Chancellor Charles B. Reed formed the committee in December 2000 after the alcohol-related death of a CSU student and two alcohol-poisoning incidents. A preliminary report was given in May 2001 to the trustees.
"This is not a California State University problem. It is a problem at all universities in the nation. This is the most comprehensive set of recommendations and policies I know about in the nation," said CSU Chancellor Charles B. Reed, who has said that many other problems on campus stem from alcohol abuse.
Chaired by CSU Fresno President John Welty, the committee, which drew members from throughout the university community, recognized that there is no single answer to the problem and that prohibition of alcohol would not be a realistic response. The committee divided the report into six areas: policies; enforcement and legal issues; education and prevention programs; training, intervention and treatment; assessment; and resources.
"The strength of the report is that we had students, faculty, presidents, vice presidents, alumni and other groups represented on the committee. I think we can make a substantial difference," said President Welty. "There's a mythology about student drinking on campuses. Actually, two- thirds of students drink moderately or not at all."
The main recommendation is to develop comprehensive alcohol policies and programs. These would include consistent enforcement of policies; regular gathering and reporting of data to the trustees; annual reviews of policies by a university-wide council; a review of pertinent state laws; education on alcohol issues; intervention and treatment; a limit on alcohol vendor advertising; and systemwide funding support.
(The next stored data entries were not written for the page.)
PR #187, opened 2016-02-25
Mv expiry [JIRA: RIAK-2573]

matthewvon:
not ready for prime time ... yet

Detailed description here:  https://github.com/basho/leveldb/wiki/mv-expiry


include/leveldb/iterator.h
```diff
@@ -64,6 +65,10 @@ class Iterator {
   // REQUIRES: !AtEnd() && !AtStart()
   virtual Slice value() const = 0;
 
+  // Riak specific:  if a database iterator, returns key meta data
+  // REQUIRES: Valid()
+  virtual KeyMetaData & keymetadata() const {return(keymetadata_); };
```
paulplace, line 70: keymetadata() is a const method, so it should probably return a const reference (unless there's some expected usage that requires non-const).

matthewvon, line 70: Note that keymetadata_ is mutable.  So this is where things got ugly.  Iterators are const everywhere useful.  Expiry creates the need to return not only the value, but also the KeyMetaData.  I considered several alternatives.  The one that created fewer code changes was to keep the const Iterator but give it a mutable storage for KeyMetaData.  Open to alternate construction ideas.

paulplace, line 70: I'm not suggesting you lose mutability of the `keymetadata_` member; I get why you did that. I was suggesting that the returned reference could also be const unless otherwise needed. I changed the declaration to

```
virtual const KeyMetaData & keymetadata() const {return(keymetadata_); };
```

in my local copy and everything still builds and runs just fine. I'm just not sure if you expect the need to return a non-const reference to `keymetadata_` in the future.

db/c_test.c
```diff
@@ -11,8 +13,13 @@
 #include <sys/types.h>
 #include <unistd.h>
 
+using leveldb::ValueType;
+
+struct leveldb_keymetadata_t  { leveldb::KeyMetaData       rep; };
```
paulplace, line 18: This declaration breaks stated convention #1 in c.h that the objects passed to the C API are opaque struct pointers.

Perhaps we don't really care about maintaining this characteristic of the C API. Whether we do or not, should probably add a comment here stating that this declaration must match the corresponding declaration in c.cc.

bashopatricia:
@matthewvon this is the open source version we discussed Friday, correct?  
create jira issue

bashopatricia:
create jira issue

matthewvon:
This will be the open source expiry.  It is still configured for EE since we were coding before product management decided.

db/c_test.c
```diff
@@ -112,6 +119,117 @@ static void CheckDel(void* ptr, const char* k, size_t klen) {
...
+static struct CheckPut2Data gCheckPut2ItrData[]=
+{
+    {"bar","b",leveldb::kTypeValue,0},
+    {"box","c",leveldb::kTypeValue,0},
+    {"bar","",leveldb::kTypeDeletion,0},
+    {"mom","texas",leveldb::kTypeValueWriteTime,0},
+    {"dad","poland",leveldb::kTypeValueExplicitExpiry,22446688}
+  };
+
+static void CheckPut2(void* ptr,
```
paulplace, line 203: CheckPut() and CheckDel() are no longer referenced and can be deleted.

db/c_test.c
```diff
@@ -329,6 +480,70 @@ int main(int argc, char** argv) {
...
+                    test->m_Type, test->m_Expiry);
+      }   // for
+
+      // close and open to force memory table into .sst upon open
+      leveldb_close(db);
+      leveldb_options_set_error_if_exists(options, 0);
+      db = leveldb_open(options, dbname, &err);
+      CheckNoError(err);
+
+      // now testing get from a level-0 .sst file
```
paulplace, line 529: Would be good if we could force compactions and check other levels, too. Not sure if this is feasible.

db/c_test.c
```diff
@@ -329,6 +480,70 @@ int main(int argc, char** argv) {
...
+          struct CheckPut2Data * test;
+
+          test=&gCheckPut2Data[loop];
+          klen=strlen(test->m_Key);
+          vlen=strlen(test->m_Value);
+
+          CheckGet2(db, roptions, test->m_Key, test->m_Value,
+                    test->m_Type, test->m_Expiry);
+      }   // for
+  }
```
paulplace, line 543: Do we have any tests where the key has expired? Perhaps by setting a short expiry window and sleeping between the put and get calls.

db/db_impl.cc
```diff
@@ -932,7 +944,23 @@ void DBImpl::BackgroundCall2(
...
+            s = BackgroundExpiry(Compact);
+            break;
+
+        default:
+            assert(0);
+            break;
+    }   // switch
+
     if (!s.ok() && !shutting_down_.Acquire_Load()) {
       // Wait a little bit before retrying background compaction in
```
paulplace, line 965: Should this wait be after any type of compaction or just a background compaction? If background only, then the condition needs to be adjusted; if background or expiry, then the logging statement below should be adjusted to indicate the type of compaction that was attempted.

db/db_iter.cc
```diff
@@ -70,6 +73,23 @@ class DBIter: public Iterator {
...
+  // REQUIRES: Valid() and forward iteration
+  //  (reverse iteration is possible, just needs code)
+  virtual KeyMetaData & keymetadata() const
+  {
+    assert(valid_ && kForward==direction_);
+    if (kForward==direction_)
+    {
+      ParsedInternalKey parsed;
+      ParseInternalKey(iter_->key(), &parsed);
+      keymetadata_.m_Type=parsed.type;
```
paulplace, line 86: Rather than setting individual data members of the KeyMetaData struct here, I suggest adding a setter method in KeyMetaData and calling it here. That way, if the members in KeyMetaData change, you only need to change the signature of the setter and the compiler will tell you any place that you call it with the incorrect member values.

db/dbformat.h
```diff
@@ -272,6 +278,30 @@ class LookupKey {
   Slice user_key() const
   { return Slice(kstart_, end_ - kstart_ - KeySuffixSize(internal_key())); }
 
+  // did requestor have metadata object?
+  bool WantsKeyMetaData() const {return(NULL!=meta_);};
+
+  void SetKeyMetaData(ValueType type, SequenceNumber seq, ExpiryTime expiry) const
+  {if (NULL!=meta_)
```
paulplace, line 285: Since this is a multi-line code block, should probably move the "if" to the next line. Same comment for the next method.

db/dbformat.cc
```diff
@@ -3,6 +3,7 @@
 // found in the LICENSE file. See the AUTHORS file for names of contributors.
 
 #include <stdio.h>
+//#include "leveldb/expiry.h"
```
paulplace, line 6: If this inclusion is not needed, then remove this line.

db/dbformat.cc
```diff
@@ -147,7 +148,8 @@ bool InternalFilterPolicy::KeyMayMatch(const Slice& key, const Slice& f) const {
   return user_policy_->KeyMayMatch(ExtractUserKey(key), f);
 }
 
-LookupKey::LookupKey(const Slice& user_key, SequenceNumber s) {
+  LookupKey::LookupKey(const Slice& user_key, SequenceNumber s, KeyMetaData * meta) {
```
paulplace, line 151: This line should not be indented

db/dbformat.cc
```diff
@@ -183,12 +186,19 @@ KeyRetirement::KeyRetirement(
 }   // KeyRetirement::KeyRetirement
 
 
+KeyRetirement::~KeyRetirement()
+{
+    if (0!=expired)
+        gPerfCounters->Add(ePerfExpiredKeys, expired);
+}   // KeyRetirement::~KeyRetirement
```
paulplace, line 193: What about the `dropped` data member? Should it be checked here, too?

db/memtable.h
```diff
@@ -72,7 +76,7 @@ class MemTable {
     int operator()(const char* a, const char* b) const;
   };
   friend class MemTableIterator;
-  friend class MemTableBackwardIterator;
+  friend class MemTableBackwardIterator; // does not exist
```
paulplace, line 79: So, should we get rid of this declaration?

db/memtable.cc
```diff
@@ -81,7 +84,8 @@ Iterator* MemTable::NewIterator() {
 
 void MemTable::Add(SequenceNumber s, ValueType type,
                    const Slice& key,
-                   const Slice& value) {
+                   const Slice& value,
+                   const ExpiryTime & expiry) {
   // Format of an entry is concatenation of:
```
paulplace, line 89: Would be good to update this comment to match what is actually put into the buffer.

db/version_edit.h
```diff
@@ -119,8 +121,9 @@ class VersionEdit {
   void DeleteFile(int level, uint64_t file) {
     deleted_files_.insert(std::make_pair(level, file));
   }
+  size_t DeletedFileCount() const {return(deleted_files_.size());};
 
-  void EncodeTo(std::string* dst, bool format2=false) const;
+  void EncodeTo(std::string* dst, bool format2=true) const;
```
paulplace, line 128: Anticipating the possible need in the future to extend the serialized format, it might be a good idea to change the format indicator from a bool to an enumeration.

db/version_set.cc
```diff
@@ -1792,13 +1856,15 @@ Compaction::Compaction(int level)
...
       grandparent_index_(0),
       seen_key_(false),
       overlapped_bytes_(0),
       tot_user_data_(0), tot_index_keys_(0),
       avg_value_size_(0), avg_key_size_(0), avg_block_size_(0),
       compressible_(true),
-      stats_done_(false)
+      stats_done_(false),
+      no_move_(false)
   {
```
paulplace, line 1868: This opening brace should not be indented.

db/write_batch.cc
```diff
@@ -53,13 +55,13 @@ Status WriteBatch::Iterate(Handler* handler) const {
...
     found++;
-    char tag = input[0];
+    ValueType tag = (ValueType)input[0];
     input.remove_prefix(1);
     switch (tag) {
       case kTypeValue:
         if (GetLengthPrefixedSlice(&input, &key) &&
             GetLengthPrefixedSlice(&input, &value)) {
-          handler->Put(key, value);
+            handler->Put(key, value, kTypeValue, 0);
```
paulplace, line 64: Something feels a bit "off" to call `Handler::Put()` with values (`kTypeValue` and `0`) when the method is declared to take const references. The compiler allows it, which means it is likely putting the values in temporary anonymous variables and passing references to them, but it still looks funny. Not really suggesting anything here, just observing.

db/write_batch.cc
```diff
@@ -108,26 +110,20 @@ void WriteBatchInternal::SetSequence(WriteBatch* b, SequenceNumber seq) {
...
+void WriteBatch::Put(const Slice& key, const Slice& value, const KeyMetaData * meta) {
+  KeyMetaData local_meta;
   WriteBatchInternal::SetCount(this, WriteBatchInternal::Count(this) + 1);
-  rep_.push_back(static_cast<char>(kTypeValueExplicitExpiry));
+  if (NULL!=meta)
+      local_meta=*meta;
+  rep_.push_back(static_cast<char>(local_meta.m_Type));
   PutLengthPrefixedSlice(&rep_, key);
-  PutVarint64(&rep_, expiry);
+  if (kTypeValueExplicitExpiry==local_meta.m_Type
```
paulplace, line 120: Might be a bit cleaner to add an `IsExpiryType()` method to the `KeyMetaData` struct and call it here (and possibly elsewhere) instead of doing explicit comparisons against `m_Type`.

db/write_batch_test.cc
```diff
@@ -100,20 +100,26 @@ TEST(WriteBatchTest, Multiple) {
 
 TEST(WriteBatchTest, MultipleExpiry) {
   WriteBatch batch;
+  KeyMetaData meta;
   batch.Put(Slice("Mary"), Slice("Lamb"));
-  batch.PutExplicitExpiry(Slice("Adam"), Slice("Ant"), 2347);
+  meta.m_Type=kTypeValueExplicitExpiry;
+  meta.m_Expiry=2347;
+  batch.Put(Slice("Adam"), Slice("Ant"), &meta);
+  //batch.PutExplicitExpiry(Slice("Adam"), Slice("Ant"), 2347);
```
paulplace, line 108: This line can be deleted since `PutExplicitExpiry()` was deleted.

include/leveldb/expiry.h
```diff
@@ -0,0 +1,98 @@
...
+class SstCounters;
+class Version;
+class VersionEdit;
+struct FileMetaData;
+
+class ExpiryModule : public RefObjectBase
+{
+public:
+    ExpiryModule() {};
+    ~ExpiryModule() {};
```
paulplace, line 45: The dtor is implicitly virtual since the dtor in `RefObjectBase` base class is declared as virtual, but I still think it's helpful to declare it explicitly as virtual in derived classes.

db/write_batch.cc
```diff
@@ -142,23 +138,33 @@ class MemTableInserter : public WriteBatch::Handler {
...
+  MemTableInserter() : mem_(NULL), options_(NULL) {};
+
+  virtual void Put(const Slice& key, const Slice& value, const ValueType &type, const ExpiryTime &expiry) {
+    ValueType type_use(type);
+    ExpiryTime expiry_use(expiry);
 
-  virtual void Put(const Slice& key, const Slice& value) {
-    mem_->Add(sequence_, kTypeValue, key, value);
+    if (NULL!=options_ && NULL!=options_->expiry_module.get())
+        options_->expiry_module->MemTableInserterCallback(key, value, type_use, expiry_use);
```
paulplace, line 150: Should the return value of `MemTableInserterCallback()` be checked here?

table/table_builder.cc
```diff
@@ -138,6 +139,17 @@ void TableBuilder::Add(const Slice& key, const Slice& value) {
...
 
+  // again ignore short keys, save high sequence number for abbreviated repair
+  if (8 <= key.size()
+      && r->sst_counters.Value(eSstCountSequence)<ExtractSequenceNumber(key))
+      r->sst_counters.Set(eSstCountSequence,ExtractSequenceNumber(key));
+
+  // statistics if an expiry key
+  if (NULL!=r->options.expiry_module.get())
+  {
+      r->options.expiry_module->TableBuilderCallback(key, r->sst_counters);
```
paulplace, line 150: Should the return value of `TableBuilderCallback()` be checked? Log an error message?

include/leveldb/expiry.h
```diff
@@ -0,0 +1,98 @@
...
+
+    // Print expiry options to LOG file
+    virtual void Dump(Logger * log) const
+    {Log(log,"                        Expiry: (none)");};
+
+    // db/write_batch.cc MemTableInserter::Put() calls this.
+    // returns false on internal error
+    virtual bool MemTableInserterCallback(
+        const Slice & Key,   // input: user's key about to be written
```
paulplace, line 54: Would be nice to line up the comments as is done below for `CompactionFinalizeCallback()`.

table/table.cc
```diff
@@ -111,46 +109,49 @@ void Table::ReadMeta(const Footer& footer) {
...
+                  ReadFilter(iter->value(), policy);
+                  gPerfCounters->Inc(ePerfBlockFilterRead);
+                  found=true;
+              }   // if
+          }   //if
+      } while(!found && NULL!=policy);
+  }   // if
+
+  // always read counters
   key="stats.sst1";
```
paulplace, line 155: Is this a key in the user-visible key space? If so, I worry that it is not unique enough to avoid collision with a user key.

The same concern applies to the "filter." key above.

paulplace:
+1 9e47fbb

Transition from EE to OS looks good. All unit tests pass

One key component of the recommendations is the use of the social norms approach, which uses information campaigns to correct student misperceptions of peers' drinking habits. It also advocates peer education programs through which students encourage their fellow students to develop responsible habits and attitudes regarding alcohol and related issues.
"Since we began, we have been contacted by other universities and institutions across the nation about what we are doing. This approach can help change the culture on our campuses and elsewhere," said Welty.
"Students want to belong to the student community. They believe in order to belong they have to drink as much as every other student drinks," said CSU Chico President Manuel Esteban, who served on the committee. "The myth is they have to drink six, seven or eight drinks. Consequently, they end up drinking to that limit to be like everybody else, when it turns out the average student is drinking far less."
Other recommendations include holding students responsible for their actions, collaborative efforts between campuses and communities, and more alternative activities for students. The CSU will co-sponsor a conference in July 2001 in Anaheim on the social norms approach, which seeks reduce drinking by providing information to students on the realities of alcohol and to dispel many of the myths young people have about college life and drinking to excess.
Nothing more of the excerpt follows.